Skip to content

Inference performance tuning

Optimize the PyTorch inference performance

Multithreading Inference

To use multithreading inference feature, we have to disable GC to close the NDArray by

# If you are using DJL 0.5.0
-Dai.djl.pytorch.disable_close_resource_on_finalize=true
# If you are using DJL 0.6.0
-Dai.djl.disable_close_resource_on_finalize=true

Please make sure all the NDArrays are attached to the NDManager. It is expected to be fixed in the future.
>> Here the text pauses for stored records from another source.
PR #856, opened 2018-01-16
WIP: Comparing changes for new fonduer_parser.

lukehsiao:
Do **NOT** merge this PR. Just for comparison purposes right now.


snorkel/contrib/fonduer/phantomjs/examples/arguments.js
```diff
@@ -0,0 +1,10 @@
+"use strict";
```
lukehsiao: Remove phantomjs. We have the install script, so this whole program shouldn't be versioned in this repo.

snorkel/contrib/fonduer/fonduer/parser.py
```diff
@@ -67,14 +70,14 @@ def __init__(self,
                  flatten_delim='',
                  lingual=True,                       # lingual
                  strip=True,
-                 replacements=[(u'[\u2010\u2011\u2012\u2013\u2014\u2212\uf02d]', '-')],
+                 replacements=[],#[(u'[\u2010\u2011\u2012\u2013\u2014\u2212\uf02d]', '-')],
```
lukehsiao: Will users be able to still easily look for dashes in their LFs, rather than needing to worry about all the different types (e.g. endash, emdash, subtract, etc.)? It's fine if we move that responsibility to the user, just curious about the motivation for the change.

snorkel/contrib/fonduer/fonduer/parser.py
```diff
@@ -162,7 +165,7 @@ def apply(self, x, **kwargs):
                 pass
             # Add visual attributes
             filename = self.pdf_path + document.name
-            create_pdf = not os.path.isfile(filename + '.pdf') and not os.path.isfile(filename + '.PDF')
+            create_pdf = not os.path.isfile(filename + '.pdf') and not os.path.isfile(filename + '.PDF') and not os.path.isfile(filename)
```
lukehsiao: Do we have PDF files with no extension? Seems strange to assume something is a PDF without an extension.

tutorials/fonduer/hardware/test_parser.py
```diff
@@ -0,0 +1,32 @@
...
+
+corpus_parser = OmniParser(structural=True, lingual=True, visual=False, pdf_path=pdf_path)
+corpus_parser.apply(doc_preprocessor, parallelism=PARALLEL)
+
+from snorkel.contrib.fonduer.models import Document, Phrase, Figure, Para
+
+print "Documents:", session.query(Document).count()
+print "Phrases:", session.query(Phrase).count()
+print "Paragraphs:", session.query(Para).count()
+print "Figures:", session.query(Figure).count()
```
lukehsiao: It would be very helpful as tests if the expected values were included here. Just printing these numbers alone doesn't really tell me much about what is working, and what isn't. The numbers I'm getting are:

```
Documents: 4
Phrases: 5978
Paragraphs: 3727
Figures: 47
```

which I assume is wrong, since there 7 documents in the directory, and `max_docs` is set to 6.

lukehsiao: It would be very helpful as tests if the expected values were included here. Just printing these numbers alone doesn't really tell me much about what is working, and what isn't. The numbers I'm getting are:

```
Documents: 4
Phrases: 5978
Paragraphs: 3727
Figures: 47
```

which I assume is wrong, since there 7 documents in the directory, and `max_docs` is set to 6.

PR #900, opened 2018-03-30
FIX restrict TemporarySpan.__contains__() to same sentence

moreymat:
This PR prevents `TemporarySpan.__contains__()` from returning `True` for spans from different Sentence contexts.
This condition is already enforced elsewhere in this class, in particular in the related `__eq__` and `__ne__`.


stephenbach:
Good catch. Thank you!

Issue #877, opened 2018-02-24
About Discriminative Model Loss Function（Bug？？？）


wenfeixiang1991:
**There are some knowledge about discriminative model loss function in Snorkel Project.**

oneDNN(MKLDNN) acceleration

Unlike TensorFlow and Apache MXNet, PyTorch by default doesn't enable MKLDNN which is treated as a device type like CPU and GPU. You can enable it by

-Dai.djl.pytorch.use_mkldnn=true

You might see the exception if certain data type or operator is not supported with the oneDNN device.

Thread configuration

There are two configurations you can set to optimize the inference performance.

-Dai.djl.pytorch.num_interop_threads=[num of the interop threads]

It configures the number of the operations JIT interpreter fork to execute in parallel.

-Dai.djl.pytorch.num_threads=[num of the threads]

It configures the number of the threads within the operation. It is set to number of CPU cores by default.

You can find more detail in PyTorch.